Copy out each line of the entries below in which the string "could" appears.

▶ Task material:
___

PR #2340, opened 2019-05-08
[1.14] Add in-place upgrade

haircommander:
Support in-place upgrades in CRI-O

Add functionality to version.go to write, read and compare a version.json file.
If the CRI-O version is sufficiently old (differs by a minor version), then we wipe storage to allow kubelet to repopulate images and containers in a (potentially) new format.
Only do this if --clear-storage-on-update configuration is set, to not surprise anyone by destroying their storage :)

note: once this PR lands, I will add a PR in 1.13 to lay down the version file at startup (though the case of not having a version is already handled)

### DIFF
--- a/cmd/crio/config.go
+++ b/cmd/crio/config.go
@@ -46,7 +46,7 @@ file_locking = {{ .FileLocking }}
 file_locking_path = "{{ .FileLockingPath }}"
 
 # Whether CRI-O should wipe storage after a CRI-O upgrade happens
-auto_upgrade = {{ .AutoUpgrade }}
+clear_storage_on_upgrade = {{ .ClearStorageOnUpgrade }}
 
 
 # The crio.api table contains settings for the kubelet/gRPC interface.
--- a/cmd/crio/config.go
+++ b/cmd/crio/config.go
@@ -45,6 +45,9 @@ file_locking = {{ .FileLocking }}
 # Path to the lock file.
 file_locking_path = "{{ .FileLockingPath }}"
 
+# Whether CRI-O should wipe storage after a CRI-O upgrade happens
+auto_upgrade = {{ .AutoUpgrade }}
+
 
 # The crio.api table contains settings for the kubelet/gRPC interface.
 [crio.api]
--- a/docs/crio.conf.5.md
+++ b/docs/crio.conf.5.md
@@ -43,7 +43,7 @@ CRI-O reads its storage defaults from the containers-storage.conf(5) file locate
 **file_locking_path**="/runc/crio.lock"
   Path to the lock file.
 
-**auto_upgrade**=false
+**clear_storage_on_upgrade**=false
   If set to true, CRI-O will wipe storage after detecting a new version, to allow for an automatic upgrade.
 
 
--- a/docs/crio.conf.5.md
+++ b/docs/crio.conf.5.md
@@ -43,6 +43,9 @@ CRI-O reads its storage defaults from the containers-storage.conf(5) file locate
 **file_locking_path**="/runc/crio.lock"
   Path to the lock file.
 
+**auto_upgrade**=false
+  If set to true, CRI-O will wipe storage after detecting a new version, to allow for an automatic upgrade.
+
 
 ## CRIO.API TABLE
 The `crio.api` table contains settings for the kubelet/gRPC interface.
--- a/server/server.go
+++ b/server/server.go
@@ -141,6 +141,23 @@ func (s *Server) getPortForward(req *pb.PortForwardRequest) (*pb.PortForwardResp
 	return s.stream.streamServer.GetPortForward(req)
 }
 
+func (s *Server) wipeStorage() {
+	containers, err := s.Store().Containers()
+	if err != nil && !os.IsNotExist(errors.Cause(err)) {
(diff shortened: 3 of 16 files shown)


haircommander:
@mrunalp @umohnani8 PTAL

cmd/crio/config.go
```diff
@@ -45,6 +45,9 @@ file_locking = {{ .FileLocking }}
 # Path to the lock file.
 file_locking_path = "{{ .FileLockingPath }}"
 
+# Whether CRI-O should wipe storage after a CRI-O upgrade happens
+auto_upgrade = {{ .AutoUpgrade }}
```
mrunalp: I feel like `auto_upgrade` may not be the best choice for the option name here.
How about something like `clear_storage_on_upgrade` ?

version/version.go
```diff
@@ -1,4 +1,119 @@
...
+	SubMinor  string `json:"sub_minor"`
+	Dev       bool   `json:"dev,omitempty"`
+	GitCommit string `json:"git_commit,omitempty"`
+}
+
+// WriteVersionFile writes the version information to a given file
+// file is the location of the old version file
+// gitCommit is the current git commit version. It will be added to the file
+// to aid in debugging, but will not be used to compare versions
+func WriteVersionFile(file string, gitCommit string) error {
```
mrunalp: Any chance we could make sure of `https://github.com/blang/semver` that we vendor already?

version/version.go
```diff
@@ -1,4 +1,119 @@
...
+	currentVersion := parseVersionConstant(gitCommit)
+	jsonVersion, err := json.Marshal(&currentVersion)
+	// This should never happen
+	if err != nil {
+		return err
+	}
+
+	return ioutil.WriteFile(file, jsonVersion, 0644)
```
mrunalp: Let's write this file using https://github.com/google/renameio. It ensures atomic writes as well as fsync.

version/version.go
haircommander: upon looking, yes we can do most of this with semver, but we still need to implement the comparison logic (semver doesn't have the option to ignore Patch, Pre, Build... as we need). :+1:

version/version.go
haircommander: ooh fun new package

cmd/crio/config.go
haircommander: kind of a mouthful but I can't think of anything better. sounds good

server/server.go
```diff
@@ -344,6 +344,18 @@ func New(ctx context.Context, config *Config) (*Server, error) {
...
 	}
 
+	if config.ClearStorageOnUpgrade {
+		upgrade, err := version.ShouldCrioUpgrade(CrioVersionPath)
+		if err != nil {
+			logrus.Errorf(err.Error())
+		}
+		if upgrade {
+			logrus.Debugf("New version detected, upgrading")
+			if err = s.Store().Wipe(); err != nil {
```
mrunalp: We need to ensure is that we don't race against any podman containers. (We can test that out.)

saschagrunert:
I'm just wondering: What is the main reason to not target the master branch for this feature?

server/server.go
haircommander: Updated to only wipe crio containers/pods :)

mrunalp:
@saschagrunert We will port it to master but want to start with release branches that we can test in a realistic scenario first.

server/server.go
```diff
@@ -141,6 +141,23 @@ func (s *Server) getPortForward(req *pb.PortForwardRequest) (*pb.PortForwardResp
...
+		logrus.Warnf("could not read containers and sandboxes: %v", err)
+	}
+	for i := range containers {
+		ctr := &containers[i]
+		_, err := s.StorageRuntimeServer().GetContainerMetadata(ctr.ID)
+		if err != nil {
+			continue
+		}
+		for _, name := range ctr.Names {
+			s.Store().DeleteContainer(name)
```
rhatdan: Should be logging failures here.

rhatdan: You are only deleting containers here, what about container images?

docs/crio.conf.5.md
```diff
@@ -43,6 +43,9 @@ CRI-O reads its storage defaults from the containers-storage.conf(5) file locate
 **file_locking_path**="/runc/crio.lock"
   Path to the lock file.
 
+**clear_storage_on_upgrade**=false
+  If set to true, CRI-O will wipe storage after detecting a new version, to allow for an automatic upgrade.
```
rhatdan: Are we only talking about containers/storage here and not container images?  Then we should fix this message.

server/server.go
haircommander: @rhatdan I am unsure actually.
On the one hand, I can't seem to find a way to only wipe cri-o's image store like I did containers. Plus, having old images on the system won't break kubelet if they have updated, kubelet will just pull new ones.
On the other hand, those images won't be managed by kubelet and thus stick around unnecessarily. So in the interest of cleaning up after ourselves, I think it'd be better to delete them.

I am going to look into trying to clean only cri-o's images, but ultimately I think cleaning the images is the best option. cc @mrunalp

haircommander:
closing in favor of #2397

PR #2344, opened 2019-05-09
Add gocritic appendCombine linter and fixes

saschagrunert:
This commit fixes issues related to the `appendCombine` linter, which
detects `append` chains to the same slice that can be done in a single
`append` call.


TomSweeneyRedHat:
LGTM assuming happy tests.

___

▶ Solution to the exercise:
mrunalp: Any chance we could make sure of `https://github.com/blang/semver` that we vendor already?
+		logrus.Warnf("could not read containers and sandboxes: %v", err)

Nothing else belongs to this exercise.